DIRECTIONS FOR THIS TASK
Your answer must be the full set of records, repeated exactly.

MATERIAL FOR THIS TASK
PR #1246, opened 2016-02-26
fix the  No such file or directory error

apastore:
install a local / private bcbio run in No such file or directory error (e.g.
 /bin/bash: bcbio/anaconda/envs/bioconda/bin/cutadapt: No such file or directory)

### DIFF
--- a/docs/contents/installation.rst
+++ b/docs/contents/installation.rst
@@ -309,6 +309,7 @@ with `source deactivate`. Activate the environment and install bcbio within it::
   git clone https://github.com/chapmanb/bcbio-nextgen.git
   cd bcbio-nextgen
   python setup.py install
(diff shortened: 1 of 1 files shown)


chapmanb:
Thanks for this. It's a bummer we need a manual symlink here but I can see the issue since bcbio uses the location of the anaconda directory to find some tools. @brainstorm @guillermo-carrasco -- I believe this is the approach you use to work with bcbio development, is that right? Do you have any workarounds/suggestions other than the symliks?

brainstorm:
Hi Brad! For development I think I just use `pip install -e .` with bcbio's cloned repository and with an active anaconda environment. Have not had the need to symlink binaries yet :-S

PR #1255, opened 2016-03-03
Master

apastore:
Hi Brad, Hi Roryl, Hi Lpantano,

This is a re-edit of the Chip-seq peak calling procedure to integrate
rMATS in bcbio. I have realized that rMATS at the moment do not support
trimmed align BAM, but only un-trimmed BAM


chapmanb:
Thanks for prepping this. Would you be able to try re-submitting this from a clean branch? Right now this has extra merges and also contains the MuTect2 changes which are no longer needed. Ideally we'd have a single commit or two with the rMATS changes. Thanks again.

lpantano:
As a another comment. Are you now running rMATs for paired samples? I think rMATs can handle replicates, that would be much better. As @roryk mentioned, we are worry rMATs give mainly false positive, so maybe it would be good to try to run some test data to know what we can offer. Probably an option would be to have it turn off for now, and then only activate it if people want to try. I ran rMATs recently with 20-30 mill reads samples and many replicates, and well, I wasn't so convinced by the top splicing sites, and took quite a long time.

Issue #1511, opened 2016-08-11
TopHat wrapper uses mapped SAM format instead of BAM


cbrueffer:
Hi all,

not sure this is actually an issue; more of a question (if there is a better forum to ask code questions, please let me know; I couldn't find a gitter room for bcbio...)

bcbio/ngsalign/tophat.py calls TopHat with --no-convert-bam, which causes it to write the mapped file in SAM format. What's the reason for this? From the TopHat code it looks like --no-convert-bam actually converts the existing BAM file to SAM using "samtools view", so it's probably even slower aside from the space penalty.

roryk:
Hi Christian,

Thanks, so much, that is a great catch, I suspect that was leftover from some old functionality, where a version of Tophat was producing mangled read names in some cases and we had to fix them with sed.

cbrueffer:
That explains it, thanks for the change!

PR #1512, opened 2016-08-11
Remove unused list _out_fnames.

cbrueffer:
Small follow-up cleanup in relation to #1511 ; the (unused) list _out_fnames contained the now stale filename accepted_hits.sam.


roryk:
Christian, kills dead code dead. 

It made more sense when I was thinking in than when I typed it.

PR #1516, opened 2016-08-15
When running TopHat, use TopHat-Recondition to fix the unmapped.bam file.

cbrueffer:
Currently the "missing 0x8 bit" problem that unmapped.bam files have
is fixed using a home-grown solution.  Instead, use TopHat-Recondition,
which fixes this problem as well as two additional problem classes.

The issues are described in detail here:
Homepage:  https://github.com/cbrueffer/tophat-recondition
Publication   http://bmcbioinformatics.biomedcentral.com/articles/10.1186/s12859-016-1058-x

Since this requires an external program, how to ensure it is installed (it is available through bioconda)? Is cloudbiolinux contrib/flavor/ngs_pipeline_minimal/packages-conda.yaml the right place?

### DIFF
--- a/bcbio/ngsalign/tophat.py
+++ b/bcbio/ngsalign/tophat.py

RESPONSE BELOW
PR #1246, opened 2016-02-26
fix the  No such file or directory error

apastore:
install a local / private bcbio run in No such file or directory error (e.g.
 /bin/bash: bcbio/anaconda/envs/bioconda/bin/cutadapt: No such file or directory)

### DIFF
--- a/docs/contents/installation.rst
+++ b/docs/contents/installation.rst
@@ -309,6 +309,7 @@ with `source deactivate`. Activate the environment and install bcbio within it::
   git clone https://github.com/chapmanb/bcbio-nextgen.git
   cd bcbio-nextgen
   python setup.py install
(diff shortened: 1 of 1 files shown)


chapmanb:
Thanks for this. It's a bummer we need a manual symlink here but I can see the issue since bcbio uses the location of the anaconda directory to find some tools. @brainstorm @guillermo-carrasco -- I believe this is the approach you use to work with bcbio development, is that right? Do you have any workarounds/suggestions other than the symliks?

brainstorm:
Hi Brad! For development I think I just use `pip install -e .` with bcbio's cloned repository and with an active anaconda environment. Have not had the need to symlink binaries yet :-S

PR #1255, opened 2016-03-03
Master

apastore:
Hi Brad, Hi Roryl, Hi Lpantano,

This is a re-edit of the Chip-seq peak calling procedure to integrate
rMATS in bcbio. I have realized that rMATS at the moment do not support
trimmed align BAM, but only un-trimmed BAM


chapmanb:
Thanks for prepping this. Would you be able to try re-submitting this from a clean branch? Right now this has extra merges and also contains the MuTect2 changes which are no longer needed. Ideally we'd have a single commit or two with the rMATS changes. Thanks again.

lpantano:
As a another comment. Are you now running rMATs for paired samples? I think rMATs can handle replicates, that would be much better. As @roryk mentioned, we are worry rMATs give mainly false positive, so maybe it would be good to try to run some test data to know what we can offer. Probably an option would be to have it turn off for now, and then only activate it if people want to try. I ran rMATs recently with 20-30 mill reads samples and many replicates, and well, I wasn't so convinced by the top splicing sites, and took quite a long time.

Issue #1511, opened 2016-08-11
TopHat wrapper uses mapped SAM format instead of BAM


cbrueffer:
Hi all,

not sure this is actually an issue; more of a question (if there is a better forum to ask code questions, please let me know; I couldn't find a gitter room for bcbio...)

bcbio/ngsalign/tophat.py calls TopHat with --no-convert-bam, which causes it to write the mapped file in SAM format. What's the reason for this? From the TopHat code it looks like --no-convert-bam actually converts the existing BAM file to SAM using "samtools view", so it's probably even slower aside from the space penalty.

roryk:
Hi Christian,

Thanks, so much, that is a great catch, I suspect that was leftover from some old functionality, where a version of Tophat was producing mangled read names in some cases and we had to fix them with sed.

cbrueffer:
That explains it, thanks for the change!

PR #1512, opened 2016-08-11
Remove unused list _out_fnames.

cbrueffer:
Small follow-up cleanup in relation to #1511 ; the (unused) list _out_fnames contained the now stale filename accepted_hits.sam.


roryk:
Christian, kills dead code dead. 

It made more sense when I was thinking in than when I typed it.

PR #1516, opened 2016-08-15
When running TopHat, use TopHat-Recondition to fix the unmapped.bam file.

cbrueffer:
Currently the "missing 0x8 bit" problem that unmapped.bam files have
is fixed using a home-grown solution.  Instead, use TopHat-Recondition,
which fixes this problem as well as two additional problem classes.

The issues are described in detail here:
Homepage:  https://github.com/cbrueffer/tophat-recondition
Publication   http://bmcbioinformatics.biomedcentral.com/articles/10.1186/s12859-016-1058-x

Since this requires an external program, how to ensure it is installed (it is available through bioconda)? Is cloudbiolinux contrib/flavor/ngs_pipeline_minimal/packages-conda.yaml the right place?

### DIFF
--- a/bcbio/ngsalign/tophat.py
+++ b/bcbio/ngsalign/tophat.py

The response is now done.